BMW 320 i 6MTvs Skyline 370GT 6MT (2009/5)
  前編(320 i)
後編(370GT)


日本国内で買えるFR&MTで、しかも総額500万円以下といえば、この2車種くらいしか思い
あたらない。内容的には両極端の面もある2車の実際は?

カーマニアとかクルマおたくと呼ばれる連中から見ると、FR(エンスーならばRWDというべきだが)でMTというのは一つの理想には違いない。最近はFF (これもエンスーならFWDと呼ぶ)も進歩が著しく、FRと比べても遜色の無い出来のクルマも見うけるが、そうは言っても前で引っ張るのと後ろで押すの とでは根本的な乗り味で違いがあるのは当然だし、FFでは操舵する車輪で駆動力も伝えるのだから、とくにトルクを掛けた時の操舵感は違って当たり前だ。そして、トランスミッションはといえば、最近はデュアルクラッチトランスミッション(DCT)と呼ばれるタイプの2ペダルミッションが流行りのようで、確かに従来のATの場合はトルコンのスリップがダイレクト感を殺ぐことと、スリップによるロスが原因となって動力性能はどうしてもMTに負けてしまうというデメリットがあった。それでも最近は電子制御によるロックアップの多用で、スリップ感は随分改善 されたが、それでも直結のDCTには敵わない。DCTの場合は人間では不可能な速さのシフトチェンジを行うから、ゼロヨン加速のデーターではMTよりも勝っている状況が見られ、もうMTなんて必要ないのではないか、と思うのも無理は無い。
しかし、しかしですよ。実際に乗り比べてみれば同じ車種でDCTとMTでは、圧倒的にMTが楽しいのもまた事実で、クラッチペダルとシフトレバーの操作という余計な動作こそ、クルマと一体になって走っているという実感が湧くと思うユーザーだって多いはず。勿論、 今時のユーザーは多くが2ペダルを選ぶのは当然だし、何より最近の若者はMTをマトモに操作できない場合が多いと聞く。確かに若い頃に免許を取って最初に乗るのは多くが自宅にある親の車だから、そこにはAT車があるのが普通だし、教習所ではMTで免許を取っても、その後全く縁が無ければ、折角覚えたクラッ チ操作も忘れてしまうのも無理は無い。
さて、そんな現状にもめげずにMTが欲しいという奇特なユーザーで、しかもクルマはFRじゃあなくちゃ乗る価値がない、なんて思っているコテコテのマニアにとって、現在の状況は極めて厳しい。何が厳しいのかといえば、FR+MT車が殆ど市場から姿を消しているからだ。そんな現状で新車で買えるFR+MT車を探してみれば、先ずはマツダロードスターが思い浮かぶ。しかし、これは2人乗り (おまけにオープン!)。幾らなんでも実用上に問題が多すぎるというのなら、同じマツダのRX−8はどうだろう。これなら4人乗りで、しかも変則的ながら4ドアだったりする。しかし、こいつはローターリーエンジン車だから、そのフィーリングが好きなら良いが、独特の低速トルクの無さや異様に滑らかだが迫力のないフィーリングは好みが分かれるところだろう。
まあ、そんな、こんなで探して見ると、国産ではスカイラインクーペ370GTが思いあたる。しかし、これは2ドアだから家庭の事情によっては選択肢から外れるかもしれないが、その手の選択では大本命であることには代わりがない。スカイラインセダンにMT設定があれば話は速いし、それも250GTなら予算的にも大分楽になるのだが、残念ながら無い袖は振れない。そこで輸入車にも範囲を広げて探してみれば、お馴染みBMW320iにMT車の設定がある。しかも輸入車のMTとしては珍しくRHD(右ハンドル)だから、これはチェックしてみたい。

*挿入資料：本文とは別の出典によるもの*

PR #352, opened 2018-01-16
Experimental tree sequence viz.

jeromekelleher:
This is a very rough start. Just opening a PR here so I don't forget about it --- seems useful to be able to visualise the full tree sequence at once.

Example:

という、長い前置きの末に今回の企画を一言で表せば総額500万円のFR&MT車として、スカイラインクーペ370GT(6MT)とBMW320i(6MT)比較対決という、正にマニアが泣いて喜ぶと自画自賛したくなるような内容でお届けしよう。

先ずはBMW320i(6MT)の試乗記から始めることにする。今回の試乗車は08モデルのMスポーツパッケージ (以下Msp)で価格は約444万円。現在は既にエクステリアの一部にも変更があった09モデル (iDRIVEが標準になり477万円)となっているが、基本的は性能は変わらない。それにBMWの公式サイトを見てみれば 、未だに08モデルが載っているから、未だ在庫が売れ残っているのだろう。まあ、100年に一度の大不況で、クルマの売り上げは30%減が当たり前の現状では、BMWに限らす前年モデルの売れ残りを抱える輸入車のインポーターは多い筈だ。ちなみに後編で比較するスカイラインクーペ370GTはグレードがタイプSPなので価格は450万円だから事実上同価格となる。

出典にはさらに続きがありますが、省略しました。